Stored data entries
PR #1711, opened 2026-01-17
Add Thai localization for Velocity proxy messages

LIUZAZA007:


Leguan16:
Hey, nice work!

However, I think localization is generally handled through crowdin.
https://papermc-io.crowdin.com/velocity

electronicboy:
Cheers, however, as mentioned, localisations need to be done through crowdin otherwise they won't be tracked properly

Timongcraft:
Thai should now be available on Crowdin

PR #1300, opened 2020-04-24
POWR-2235 Multiple reviewers/followers email notifications on all changes to content

kxwang:


web/sites/default/config/rules.reaction.send_email_to_reviewer_after_updating_existing_content.yml
```diff
@@ -39,7 +39,7 @@ expression:
           to:
             - '{{node.field_reviewer.entity.mail.value}}'
           subject: 'Reviewer assignment'
-          message: "<div><a href=\"{{node.revision_uid.entity|entity_url}}\">{{node.revision_uid.entity.name.value}}</a> has assigned you to review <a href=\"{{node | entity_url }}\"> {{node.title.value}} </a></div>\r\n<p/>\r\n<div><h3>Revision log:</h3>\r\n{{node.revision_log.value}}</div>\r\n<p/>\r\n<div>Last updated: {{node.changed.value | format_date('custom', 'l Y/n/j g:i A')}} </div>"
+          message: "<div><a href=\"{{node.revision_uid.entity|entity_url}}\">{{node.revision_uid.entity.name.value}}</a> has assigned you to review <a href=\"/node/{{node.nid}}/revisions/{{node.vid}}/view\"> {{node.title.value}} </a></div>\r\n<p/>\r\n<div><h3>Revision log:</h3>\r\n{{node.revision_log.value}}</div>\r\n<p/>\r\n<div>Last updated: {{node.changed.value | format_date('custom', 'l Y/n/j g:i A')}} </div>"
```
joshuami, line 42: Would it be possible to use /latest for this? I ask because I'm doing a permissions audit right now and considering removing the ability for a non-publisher from seeing any revisions other than the last revision or the published revision. This story will make a difference in whether I lock down that permission or not. 😄

kxwang: I was trying to use Latest first. But I ran into a problem that the "latest" URL is only valid after the node is published once. If the node is never published, I can't get to the latest revision using the Latest URL path.

joshuami: Well shoot. I guess that settles my permissions review then. 😞 

I really wish I had revision level permissions on groups rather than only sitewide. Another option would be to add a sitewide reviewer role that gave access to revisions and determined whether a user could even be added as a reviewer. I don't really want to maintain that, but I'm kinda running out of ideas to align the security of unpublished content and the need to be able to review content. Sigh.

kxwang: Not sure if there is already a module for it. When accessing any revision, we can implement a hook to deny access if the user is not the reviewer. Of course we'll need to make sure it still allow all group members to access revisions.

• **WHAT THE EXERCISE ASKS**:
Every record must be returned exactly.

• **TASK ANSWER**:
PR #1711, opened 2026-01-17
Add Thai localization for Velocity proxy messages

LIUZAZA007:


Leguan16:
Hey, nice work!

However, I think localization is generally handled through crowdin.
https://papermc-io.crowdin.com/velocity

electronicboy:
Cheers, however, as mentioned, localisations need to be done through crowdin otherwise they won't be tracked properly

Timongcraft:
Thai should now be available on Crowdin

PR #1300, opened 2020-04-24
POWR-2235 Multiple reviewers/followers email notifications on all changes to content

kxwang:


web/sites/default/config/rules.reaction.send_email_to_reviewer_after_updating_existing_content.yml
```diff
@@ -39,7 +39,7 @@ expression:
           to:
             - '{{node.field_reviewer.entity.mail.value}}'
           subject: 'Reviewer assignment'
-          message: "<div><a href=\"{{node.revision_uid.entity|entity_url}}\">{{node.revision_uid.entity.name.value}}</a> has assigned you to review <a href=\"{{node | entity_url }}\"> {{node.title.value}} </a></div>\r\n<p/>\r\n<div><h3>Revision log:</h3>\r\n{{node.revision_log.value}}</div>\r\n<p/>\r\n<div>Last updated: {{node.changed.value | format_date('custom', 'l Y/n/j g:i A')}} </div>"
+          message: "<div><a href=\"{{node.revision_uid.entity|entity_url}}\">{{node.revision_uid.entity.name.value}}</a> has assigned you to review <a href=\"/node/{{node.nid}}/revisions/{{node.vid}}/view\"> {{node.title.value}} </a></div>\r\n<p/>\r\n<div><h3>Revision log:</h3>\r\n{{node.revision_log.value}}</div>\r\n<p/>\r\n<div>Last updated: {{node.changed.value | format_date('custom', 'l Y/n/j g:i A')}} </div>"
```
joshuami, line 42: Would it be possible to use /latest for this? I ask because I'm doing a permissions audit right now and considering removing the ability for a non-publisher from seeing any revisions other than the last revision or the published revision. This story will make a difference in whether I lock down that permission or not. 😄

kxwang: I was trying to use Latest first. But I ran into a problem that the "latest" URL is only valid after the node is published once. If the node is never published, I can't get to the latest revision using the Latest URL path.

joshuami: Well shoot. I guess that settles my permissions review then. 😞 

I really wish I had revision level permissions on groups rather than only sitewide. Another option would be to add a sitewide reviewer role that gave access to revisions and determined whether a user could even be added as a reviewer. I don't really want to maintain that, but I'm kinda running out of ideas to align the security of unpublished content and the need to be able to review content. Sigh.

kxwang: Not sure if there is already a module for it. When accessing any revision, we can implement a hook to deny access if the user is not the reviewer. Of course we'll need to make sure it still allow all group members to access revisions.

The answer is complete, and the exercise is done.